**What this task involves:** Nothing but a number should be given: how many lines of the records include "After"?

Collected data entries
+---+
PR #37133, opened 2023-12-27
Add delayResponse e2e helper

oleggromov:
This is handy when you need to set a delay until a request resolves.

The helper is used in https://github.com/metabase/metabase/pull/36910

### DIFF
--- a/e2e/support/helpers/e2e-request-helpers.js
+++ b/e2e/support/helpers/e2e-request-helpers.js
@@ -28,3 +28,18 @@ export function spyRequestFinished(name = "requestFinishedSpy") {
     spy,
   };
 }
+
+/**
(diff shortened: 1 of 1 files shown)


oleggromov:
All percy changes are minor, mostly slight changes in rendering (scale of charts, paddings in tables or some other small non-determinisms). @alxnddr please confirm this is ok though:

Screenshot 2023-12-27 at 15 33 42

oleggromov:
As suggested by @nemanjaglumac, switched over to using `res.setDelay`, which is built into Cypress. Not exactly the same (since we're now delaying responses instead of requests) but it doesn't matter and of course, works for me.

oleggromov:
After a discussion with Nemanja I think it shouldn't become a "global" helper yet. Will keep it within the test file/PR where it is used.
+---+
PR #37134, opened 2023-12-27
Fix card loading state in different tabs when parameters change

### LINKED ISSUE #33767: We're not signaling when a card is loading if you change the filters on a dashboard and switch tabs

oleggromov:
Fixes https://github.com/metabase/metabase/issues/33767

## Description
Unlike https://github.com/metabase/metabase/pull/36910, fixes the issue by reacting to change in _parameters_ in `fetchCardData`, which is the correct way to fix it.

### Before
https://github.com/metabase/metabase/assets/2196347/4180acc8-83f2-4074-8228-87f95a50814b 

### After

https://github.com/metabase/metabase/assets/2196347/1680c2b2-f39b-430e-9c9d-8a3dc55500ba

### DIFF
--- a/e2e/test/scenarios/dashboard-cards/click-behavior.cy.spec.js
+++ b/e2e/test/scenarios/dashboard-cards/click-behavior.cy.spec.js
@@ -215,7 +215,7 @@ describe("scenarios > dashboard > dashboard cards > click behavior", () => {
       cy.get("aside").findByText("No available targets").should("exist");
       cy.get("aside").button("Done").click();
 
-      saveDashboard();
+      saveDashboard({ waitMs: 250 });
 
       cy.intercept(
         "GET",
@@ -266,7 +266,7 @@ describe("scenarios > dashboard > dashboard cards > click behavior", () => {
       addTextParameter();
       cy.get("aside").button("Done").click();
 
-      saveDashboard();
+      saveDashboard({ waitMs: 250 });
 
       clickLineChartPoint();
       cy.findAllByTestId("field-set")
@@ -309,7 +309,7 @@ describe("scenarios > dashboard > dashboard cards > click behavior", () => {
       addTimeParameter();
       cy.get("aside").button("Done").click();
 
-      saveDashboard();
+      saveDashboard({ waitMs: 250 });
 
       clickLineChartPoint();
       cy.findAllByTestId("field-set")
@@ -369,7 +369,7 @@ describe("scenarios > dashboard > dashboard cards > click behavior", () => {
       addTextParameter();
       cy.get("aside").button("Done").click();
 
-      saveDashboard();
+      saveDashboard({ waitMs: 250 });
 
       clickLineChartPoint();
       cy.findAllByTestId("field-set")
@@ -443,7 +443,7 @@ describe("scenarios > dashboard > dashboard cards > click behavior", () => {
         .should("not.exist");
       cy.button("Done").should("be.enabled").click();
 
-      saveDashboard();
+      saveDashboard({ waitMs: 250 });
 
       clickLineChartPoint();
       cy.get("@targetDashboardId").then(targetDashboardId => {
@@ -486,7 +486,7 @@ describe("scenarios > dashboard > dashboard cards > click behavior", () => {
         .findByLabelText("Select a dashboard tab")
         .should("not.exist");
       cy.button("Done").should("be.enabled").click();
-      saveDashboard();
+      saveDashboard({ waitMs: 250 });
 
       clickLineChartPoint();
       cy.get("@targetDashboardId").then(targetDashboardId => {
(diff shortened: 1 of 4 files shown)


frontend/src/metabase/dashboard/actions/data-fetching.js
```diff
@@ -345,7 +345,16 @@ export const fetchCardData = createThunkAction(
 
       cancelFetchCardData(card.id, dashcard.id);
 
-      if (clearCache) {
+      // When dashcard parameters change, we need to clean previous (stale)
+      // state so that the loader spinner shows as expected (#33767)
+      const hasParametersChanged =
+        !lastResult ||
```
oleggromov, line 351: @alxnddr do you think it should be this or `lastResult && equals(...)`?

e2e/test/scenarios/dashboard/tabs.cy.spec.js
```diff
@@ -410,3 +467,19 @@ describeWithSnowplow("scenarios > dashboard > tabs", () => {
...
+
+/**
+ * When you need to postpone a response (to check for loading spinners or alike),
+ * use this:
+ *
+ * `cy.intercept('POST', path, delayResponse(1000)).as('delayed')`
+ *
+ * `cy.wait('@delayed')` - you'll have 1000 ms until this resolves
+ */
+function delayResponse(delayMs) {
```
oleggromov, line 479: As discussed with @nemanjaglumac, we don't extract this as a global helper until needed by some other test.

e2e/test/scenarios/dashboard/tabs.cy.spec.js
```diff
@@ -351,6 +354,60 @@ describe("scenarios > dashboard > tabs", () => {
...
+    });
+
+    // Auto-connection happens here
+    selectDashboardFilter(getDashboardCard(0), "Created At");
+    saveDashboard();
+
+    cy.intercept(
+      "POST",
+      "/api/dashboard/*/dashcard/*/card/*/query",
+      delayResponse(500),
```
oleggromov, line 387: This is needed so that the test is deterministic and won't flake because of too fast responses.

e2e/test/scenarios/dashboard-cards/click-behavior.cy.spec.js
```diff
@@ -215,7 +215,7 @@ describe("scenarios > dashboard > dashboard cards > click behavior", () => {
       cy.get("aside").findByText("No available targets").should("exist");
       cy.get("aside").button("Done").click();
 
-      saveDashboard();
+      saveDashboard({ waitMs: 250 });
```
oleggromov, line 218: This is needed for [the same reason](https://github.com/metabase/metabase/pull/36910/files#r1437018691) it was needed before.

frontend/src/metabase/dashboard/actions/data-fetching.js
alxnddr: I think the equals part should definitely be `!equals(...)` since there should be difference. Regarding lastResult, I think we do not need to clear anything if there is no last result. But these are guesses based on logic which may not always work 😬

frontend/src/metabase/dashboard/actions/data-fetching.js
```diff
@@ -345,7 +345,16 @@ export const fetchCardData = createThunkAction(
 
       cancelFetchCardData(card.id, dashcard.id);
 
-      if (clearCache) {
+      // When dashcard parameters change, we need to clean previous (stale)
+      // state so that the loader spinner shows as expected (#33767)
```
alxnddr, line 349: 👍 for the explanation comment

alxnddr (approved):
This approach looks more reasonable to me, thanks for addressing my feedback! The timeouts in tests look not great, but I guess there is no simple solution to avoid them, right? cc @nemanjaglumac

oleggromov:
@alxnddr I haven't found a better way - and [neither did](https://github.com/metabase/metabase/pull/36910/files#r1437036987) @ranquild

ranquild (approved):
+---+
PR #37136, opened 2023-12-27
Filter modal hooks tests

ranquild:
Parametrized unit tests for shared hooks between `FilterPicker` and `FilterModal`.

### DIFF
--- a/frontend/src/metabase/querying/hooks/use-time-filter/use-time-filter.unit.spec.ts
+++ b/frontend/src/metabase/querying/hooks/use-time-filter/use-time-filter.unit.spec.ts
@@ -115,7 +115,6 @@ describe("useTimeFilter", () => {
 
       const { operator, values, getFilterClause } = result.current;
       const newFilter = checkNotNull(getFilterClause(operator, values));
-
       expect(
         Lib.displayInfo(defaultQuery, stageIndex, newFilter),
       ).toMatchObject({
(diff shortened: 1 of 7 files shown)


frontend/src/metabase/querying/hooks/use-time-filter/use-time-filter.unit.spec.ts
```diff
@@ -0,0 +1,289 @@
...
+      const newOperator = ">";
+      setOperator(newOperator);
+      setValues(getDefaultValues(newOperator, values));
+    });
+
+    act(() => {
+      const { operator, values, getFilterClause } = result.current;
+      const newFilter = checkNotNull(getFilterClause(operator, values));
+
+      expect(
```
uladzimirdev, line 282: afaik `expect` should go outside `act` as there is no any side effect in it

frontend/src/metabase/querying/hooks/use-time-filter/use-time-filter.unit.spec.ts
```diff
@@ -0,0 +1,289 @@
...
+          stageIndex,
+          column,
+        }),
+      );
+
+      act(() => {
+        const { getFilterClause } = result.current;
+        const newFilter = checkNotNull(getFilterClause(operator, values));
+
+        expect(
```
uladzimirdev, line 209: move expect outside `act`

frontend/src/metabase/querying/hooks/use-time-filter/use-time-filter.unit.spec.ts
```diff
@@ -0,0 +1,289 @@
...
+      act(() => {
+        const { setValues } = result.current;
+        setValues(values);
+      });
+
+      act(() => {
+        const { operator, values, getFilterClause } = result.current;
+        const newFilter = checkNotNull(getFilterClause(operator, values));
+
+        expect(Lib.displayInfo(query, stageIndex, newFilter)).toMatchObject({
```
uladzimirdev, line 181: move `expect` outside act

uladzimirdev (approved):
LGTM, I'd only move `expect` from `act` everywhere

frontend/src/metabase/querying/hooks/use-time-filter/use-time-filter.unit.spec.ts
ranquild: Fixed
+---+
**Output:** 2